For those who are considering this topic for the first time, then this question may seem to be a reasonable place to start. For those who have lost track of the number of times they have studied this topic, this may also be an appropriate place to start. After repeated exposure to the details, we can lose sight of the primary purpose for the observance of the Lord's Supper. Therefore, for the sake of all humble truthseekers, regardless of past knowledge, let us consider the answer to this question based upon the Bible.
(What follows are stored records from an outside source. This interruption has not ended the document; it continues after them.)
PR #1657, opened 2026-02-12
Fix issue 1654: test discovery + vacuous quantifier handling

### LINKED ISSUE #1654: tool test silently ignores polymorphic tests (forall a. Test)
### Problem
`tool test` discovers tests by taking the last top-level binding whose type is exactly `Test`.
If the final `tests` binding is inferred as `forall a. Test`, it is skipped. If there is an earlier monomorphic `Test` binding, that one runs instead, which can hide failures.

### Reproduction
Create `/tmp/PolyTestDrop3.bosatsu`:

```bosatsu
package Repro/PolyTestDrop3

def for_all(xs: List[a], fn: a -> Bool) -> Bool:
  recur xs:
    case []: True
    case [h, *t] if fn(h):
      for_all(t, fn)
    case [_, *_]:
      False

string_tests = TestSuite("string", [
  Assertion(True, "string runs")
])

tests = TestSuite("all", [
  Assertion(for_all([], _ -> False), "poly assertion"),
  Assertion(False, "this should fail if tests runs")
])
```

Run:

```bash
./bosatsuj tool test --package_root /tmp --input /tmp/PolyTestDrop3.bosatsu --test_file /tmp/PolyTestDrop3.bosatsu
```

Actual output:

```text
Repro/PolyTestDrop3:
  string:
    1 test, 1 passed 0 failed
```

So the failing assertion in `tests` is not executed.

You can also verify the inferred type:

```bash
./bosatsuj tool eval --package_root /tmp --input /tmp/PolyTestDrop3.bosatsu --main Repro/PolyTestDrop3::tests
```

Type shown at end is:

```text
forall a: *. Bosatsu/Predef::Test
```

### Expected
`tests` should be executed (and fail), or the tool should emit a clear diagnostic that `tests` is polymorphic and therefore not considered a test entrypoint.

### Suspected cause
`Package.testValue` currently requires exact type equality with `Type.TestType`:

- `core/src/main/scala/dev/bosatsu/Package.scala`

`forall a. Test` is not equal to `Test`, so it gets ignored.

### Possible fixes
1. Treat vacuous quantified test types (`forall a. Test`) as test values during discovery.
2. Normalize away unused top-level `forall` quantification before test discovery.
3. Emit an error/warning when a top-level `tests` binding is close-but-not-exactly `Test`.

johnynek:
## Summary
- make `Package.testValue` use semantic type comparison (`sameAs`) instead of strict structural equality so `forall a. Test` is still recognized as a test entrypoint
- normalize generic expression types at `TypedExpr.getType` boundaries so vacuous quantifiers are stripped from inferred outward types
- route `TypedExpr.quantVars` through `normalizeQuantVars` to avoid introducing unnecessary quantification wrappers
- add `Issue1654Test` with regression coverage for both failure modes:
  - inferred repro now has monomorphic `tests: Test`, and the failing assertion is executed (not silently dropped)
  - test discovery still selects `tests` when it is manually wrapped as `forall a. Test`

## Testing
- `sbt "testOnly dev.bosatsu.Issue1654Test"`
- `sbt "testOnly dev.bosatsu.TypedExprTest dev.bosatsu.PackageTest"`

Fixes #1654

### DIFF
--- a/core/src/main/scala/dev/bosatsu/Parser.scala
+++ b/core/src/main/scala/dev/bosatsu/Parser.scala
@@ -92,8 +92,14 @@ object Parser {
   sealed trait Error {
     def showContext(errColor: LocationMap.Colorize): Doc =
       this match {
-        case Error.ParseFailure(_, locations, exps) =>
-          Error.showExpectations(locations, exps, errColor)
+        case pf @ Error.ParseFailure(_, locations, exps) =>
+          val base = Error.showExpectations(locations, exps, errColor)
+          ParserHints.hints(pf) match {
+            case Nil    => base
+            case h :: t =>
+              val hints = Doc.intercalate(Doc.hardLine, h :: t)
+              base + Doc.hardLine + hints
+          }
       }
   }
 
--- a/core/src/main/scala/dev/bosatsu/ParserHints.scala
+++ b/core/src/main/scala/dev/bosatsu/ParserHints.scala
@@ -1,0 +1,277 @@
+package dev.bosatsu
+
+import cats.data.NonEmptyList
+import cats.parse.{Parser => P}
+import org.typelevel.paiges.Doc
+
+/** Heuristics to surface actionable hints for common parse mistakes.
+  */
+object ParserHints {
+  type ParseFailure = Parser.Error.ParseFailure
+  type Rule = (String, LocationMap, ParseFailure) => Option[Doc]
+
+  private val rules: List[Rule] =
+    elseIfRule ::
+      elseifSpellingRule ::
+      assignmentInConditionRule ::
+      missingColonAfterHeaderRule ::
+      Nil
+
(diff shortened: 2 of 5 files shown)


core/src/main/scala/dev/bosatsu/TypedExpr.scala
```diff
@@ -27,7 +27,7 @@ sealed abstract class TypedExpr[+T] { self: Product =>
     */
   lazy val getType: Type =
     this match {
-      case g @ Generic(_, _)  => g.quantType
+      case g @ Generic(_, _)  => Type.normalize(g.quantType)
```
johnynek, line 30: I'm nervous about how this normalization might interact with MetaVars that could potentially hold an outer bound. I guess that shouldn't happen but it's not clear to me right this moment.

The Lord's Supper was instituted by Jesus Christ during his last week before his crucifixion (Matthew 26:17-30). This week fell during the time of the Jewish holidays, the Passover feast and the week of Unleavened Bread (Matthew 26:17). The Lord's Supper does share some features common to the Jewish Passover, which also focused around a meal. In each case, the elements of the meal symbolized specific events, ideas, or objects that were of great significance. The meal provided a time for a group's common reflection and the significance of the objects behind the emblems (Compare Exodus 12:1-13:10 with Matthew 26:26-29).
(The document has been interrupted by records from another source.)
PR #1671, opened 2026-02-14
Improve type error diagnostics and unify type rendering

### LINKED ISSUE #4: Improve package and type error messages
similar to #3 we want to give actionable feedback and hopefully point to the root cause of the issue.

One idea is in unification we could accumulate an evidence monoid. So when unification fails, we can see all the points in the code that made us thing the thing on the left was X, but the thing on the right was Y. This should help users find the errors.

For package errors we can usually suggestion remedies: add export Foo, etc... which will solve the issue.

### LINKED ISSUE #1659: Type Inference Error Messages Need Better Context and De-duplication
## Summary
From the mutation sweep, type errors are dominated by one generic format:

```text
type error: expected type Bosatsu/Predef::String to be the same as type Bosatsu/Predef::Int
```

This message appears frequently and is often hard to act on quickly because it lacks operation-level context (what expression expected what type), uses internal type paths, and can repeat many times for one root cause.

Observed frequency in the sweep:
- `type error: expected type Bosatsu/Predef::String to be the same as type Bosatsu/Predef::Int` appeared **234** times.
- A variant split across two blocks (`expected type ...` then `to be the same as ...`) appeared **2** times.

### 1) Method receiver mismatch is too generic
**Repro snippet**
```bosatsu
computed = "oops"
test = Assertion(computed.eq_Int(840), "problem 39")
```

**Current message**
```text
type error: expected type Bosatsu/Predef::String to be the same as type Bosatsu/Predef::Int
```

**Suggested improvement**
```text
Type mismatch in call `computed.eq_Int(840)`:
- receiver `computed` has type `String`
- `eq_Int` expects receiver type `Int`
Hint: convert/parse `computed` to `Int`, or use a String comparison function.
```

Notes:
- Current wording is symmetric (“same as”) and does not identify expected vs actual at call site.
- `Bosatsu/Predef::...` is compiler-internal style; user-facing names should be `String`, `Int`.

---

### 2) Match-pattern mismatch message is split and awkward
**Repro snippet**
```bosatsu
def under_twenty(n: Int) -> Int:
  match n:
    case "oops" | 2 | 6: 3
```

**Current message**
```text
type error: expected type Bosatsu/Predef::String
...
to be the same as type Bosatsu/Predef::Int
```
(with two highlighted regions)

**Suggested improvement**
```text
Pattern type mismatch in `match n`:
- scrutinee `n` has type `Int`
- pattern `"oops"` has type `String`
All alternatives in this branch must match `Int`.
```

Notes:
- This is a good case for a specialized message for pattern-vs-scrutinee mismatches.

---

### 3) One bad element in a list causes many repetitive type errors
**Repro snippet**
```bosatsu
grid = [
  ["oops", 2, 22, 97, 38, ...]
]
```

**Current behavior**
- A single mutation produced **19** separate type errors in the same line, mostly repeating:
```text
type error: expected type Bosatsu/Predef::String to be the same as type Bosatsu/Predef::Int
```

**Suggested improvement**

Beside the gospel accounts of Christ's institution of the Lord's Supper (Matthew 26:17-30; Mark 14:12-26; Luke 22:7-20), we have one other passage that provides detailed information, I Corinthians 11:17-34. This additional passage is a rebuke from the apostle Paul to the Corinthian church, which was abusing this memorial supper. Besides these passages, we have only traces and references of detail. With these passages and a few others at our disposal, we look to the Bible to see what is God's will for our observance of the Lord's Supper by answering our questions from the introduction.

"How Do We Observe the Lord's Supper?"

Desiring to observe this memorial supper in a manner that is authorized by God, we turn to the Scripture to see what Jesus commanded when He instituted the supper, and we look to Paul's rebuke of the Corinthians abuse. Therefore, we ask the question, "What did Jesus do when He instituted the Lord's Supper?"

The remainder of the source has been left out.